Ordinary differential equations to construct invertible generative models of cell type and tissue-specific regulatory networks

Abstract

1AbstractSingle-cell RNA-Seq (scRNA-seq) transcriptomics can elucidate gene regulatory networks (GRNs) of complex phenotypes, but raw sequencing observations only provide ”snap-shots” of data and are inherently noisy. scRNA-seq trajectory inference has been utilized to solve for the missing observations, but disentangling complex dynamics of gene-gene interactions at different time points from aggregated data is a non-trivial task and computationally expensive. Here we describe our Non-Stiff Dynamic Invertible Model of CO-Regulatory Networks (NS-DIMCORN) to define the genetic nexus underpinning specific cellular functions using invertible warping of flexible multivariate Gaussian distributions by neural Ordinary differential equations.
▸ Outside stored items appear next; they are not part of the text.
PR #2238, opened 2017-05-12
Update network throttling to simulate more realistic network conditions

wwwillchen:
Based on the work in https://github.com/GoogleChrome/lighthouse/pull/2183 which I'll land as a follow-up.

### DIFF
--- a/lighthouse-core/lib/emulation.js
+++ b/lighthouse-core/lib/emulation.js
@@ -43,14 +43,15 @@ const NEXUS5X_USERAGENT = {
 
 /**
  * Adjustments needed for DevTools network throttling to simulate
- * more realistic network throttling conditions
+ * more realistic network conditions.
+ * See: crbug.com/721112
  */
 const LATENCY_FACTOR = 3.75;
 const THROUGHPUT_FACTOR = 0.9;
 
 const TARGET_LATENCY = 150; // 150ms
 const TARGET_DOWNLOAD_THROUGHPUT = Math.floor(1.6 * 1024 * 1024 / 8); // 1.6Mbps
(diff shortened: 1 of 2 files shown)


lighthouse-core/lib/emulation.js
```diff
@@ -41,10 +41,24 @@ const NEXUS5X_USERAGENT = {
...
+/**
+ * Adjustments needed for DevTools network throttling to simulate
+ * more realistic network throttling conditions
+ */
+const LATENCY_FACTOR = 3.75;
+const THROUGHPUT_FACTOR = 0.9;
+
+const TARGET_LATENCY = 150; // 150ms
+const TARGET_DOWNLOAD_THROUGHPUT = Math.floor(1.6 * 1024 * 1024 / 8); // 1.6Mbps
+const TARGET_UPLOAD_THROUGHPUT = Math.floor(750 * 1024 / 8 * THROUGHPUT_FACTOR); // 750Kbps
```
patrickhulce: why is the throughput factor included in the target here?

lighthouse-core/lib/emulation.js
```diff
@@ -41,10 +41,24 @@ const NEXUS5X_USERAGENT = {
     '(KHTML, like Gecko) Chrome/59.0.3033.0 Mobile Safari/537.36'
 };
 
+/**
+ * Adjustments needed for DevTools network throttling to simulate
+ * more realistic network throttling conditions
```
patrickhulce: should we link off to any explanations or references?

lighthouse-core/lib/emulation.js
wwwillchen: whoops - fixed.

lighthouse-core/lib/emulation.js
wwwillchen: Added a link to the crbug (not sure whether to make the analysis doc public yet)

Our results yield a generative model with unbiased density estimation from RNA-seq read-count data only. This resulted in scalable time-flexible sampling of each gene’s expression level thence allowing ab initio assembly of gene regulatory networks in specific cells. We demonstrate our proposed methodology is superior to the state-of-the-art algorithms in accurately recovering genome-wide functional interactions, whether from synthetic or empirical data. We optimized our algorithm for GPU-based implementation thereby further enhancing the utility of our proposed methodology in comparison to the ten benchmarked methods.